# What the task requires:
Every record must appear in the answer exactly as it stands.

# Dataset records:
PR #1611, opened 2018-03-22
T21684

tchx84:
https://phabricator.endlessm.com/T21684

### DIFF
--- a/data/preset/escola.yaml
+++ b/data/preset/escola.yaml
@@ -2,11 +2,18 @@
 vars:
   app-banner:
     shortdef: 'Banner.Dynamic(mode: text, expand: true)'
-  app-brand:
+  app-banner-text:
     type: ContentGroup.StaticText
     properties:
       halign: center
       label: ''
+  app-brand:
+    type: Decoration.ThemeableImage
+    properties:
+      halign: end
+      expand: true
+      valign: center
+      image-uri: resource:///app/assets/watermark
 
   home-sets-arrangement:
     type: Arrangement.Grid
@@ -40,7 +47,7 @@ defines:
     - footer
   slots:
     contents:
-    - shortdef: 'Decoration.ThemeableImage(halign: end, expand: true, valign: center, image-uri: "resource:///app/assets/watermark")'
+    - $app-brand
 
 - &background
   shortdef: 'Layout.Box(orientation: vertical)'
@@ -67,7 +74,7 @@ defines:
               slots:
                 contents:
                 - refvar: $app-banner
-                - refvar: $app-brand
+                - refvar: $app-banner-text
         - shortdef: 'Layout.Box(orientation: vertical)'
           slots:
             contents:
--- a/data/preset/library-list.yaml
+++ b/data/preset/library-list.yaml
@@ -2,6 +2,13 @@
 vars:
   app-banner:
     shortdef: 'Banner.Dynamic(mode: full)'
+  app-brand:
+    type: Decoration.ThemeableImage
+    properties:
+      halign: end
+      valign: end
+      expand: true
+      image-uri: 'resource:///app/assets/watermark'
 
   home-sets-arrangement:
     shortdef: 'Arrangement.Overflow(orientation: horizontal)'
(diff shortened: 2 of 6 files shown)


tchx84:
NOT FOR MERGING YET.

tchx84:
Moving this to Dev, to fix a typo...

data/preset/escola.yaml
```diff
@@ -2,11 +2,13 @@
...
   app-banner:
     shortdef: 'Banner.Dynamic(mode: text, expand: true)'
-  app-brand:
+  app-banner-text:
     type: ContentGroup.StaticText
     properties:
       halign: center
       label: ''
+  app-brand:
+    shortdef: 'Decoration.ThemeableImage(halign: end, expand: true, valign: center, image-uri: "resource:///app/assets/watermark")'
```
ptomato: Prefer the long form here, since this makes for an overly long line.

data/preset/library-list.yaml
```diff
@@ -2,6 +2,13 @@
 vars:
   app-banner:
     shortdef: 'Banner.Dynamic(mode: full)'
+  app-brand:
+    type: Decoration.ThemeableImage
+    properties:
+      halign: end
+      valign: end
+      expand: true
+      image-uri: 'resource:///app/assets/watermark'
```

# Solution:
PR #1611, opened 2018-03-22
T21684

tchx84:
https://phabricator.endlessm.com/T21684

### DIFF
--- a/data/preset/escola.yaml
+++ b/data/preset/escola.yaml
@@ -2,11 +2,18 @@
 vars:
   app-banner:
     shortdef: 'Banner.Dynamic(mode: text, expand: true)'
-  app-brand:
+  app-banner-text:
     type: ContentGroup.StaticText
     properties:
       halign: center
       label: ''
+  app-brand:
+    type: Decoration.ThemeableImage
+    properties:
+      halign: end
+      expand: true
+      valign: center
+      image-uri: resource:///app/assets/watermark
 
   home-sets-arrangement:
     type: Arrangement.Grid
@@ -40,7 +47,7 @@ defines:
     - footer
   slots:
     contents:
-    - shortdef: 'Decoration.ThemeableImage(halign: end, expand: true, valign: center, image-uri: "resource:///app/assets/watermark")'
+    - $app-brand
 
 - &background
   shortdef: 'Layout.Box(orientation: vertical)'
@@ -67,7 +74,7 @@ defines:
               slots:
                 contents:
                 - refvar: $app-banner
-                - refvar: $app-brand
+                - refvar: $app-banner-text
         - shortdef: 'Layout.Box(orientation: vertical)'
           slots:
             contents:
--- a/data/preset/library-list.yaml
+++ b/data/preset/library-list.yaml
@@ -2,6 +2,13 @@
 vars:
   app-banner:
     shortdef: 'Banner.Dynamic(mode: full)'
+  app-brand:
+    type: Decoration.ThemeableImage
+    properties:
+      halign: end
+      valign: end
+      expand: true
+      image-uri: 'resource:///app/assets/watermark'
 
   home-sets-arrangement:
     shortdef: 'Arrangement.Overflow(orientation: horizontal)'
(diff shortened: 2 of 6 files shown)


tchx84:
NOT FOR MERGING YET.

tchx84:
Moving this to Dev, to fix a typo...

data/preset/escola.yaml
```diff
@@ -2,11 +2,13 @@
...
   app-banner:
     shortdef: 'Banner.Dynamic(mode: text, expand: true)'
-  app-brand:
+  app-banner-text:
     type: ContentGroup.StaticText
     properties:
       halign: center
       label: ''
+  app-brand:
+    shortdef: 'Decoration.ThemeableImage(halign: end, expand: true, valign: center, image-uri: "resource:///app/assets/watermark")'
```
ptomato: Prefer the long form here, since this makes for an overly long line.

data/preset/library-list.yaml
```diff
@@ -2,6 +2,13 @@
 vars:
   app-banner:
     shortdef: 'Banner.Dynamic(mode: full)'
+  app-brand:
+    type: Decoration.ThemeableImage
+    properties:
+      halign: end
+      valign: end
+      expand: true
+      image-uri: 'resource:///app/assets/watermark'
```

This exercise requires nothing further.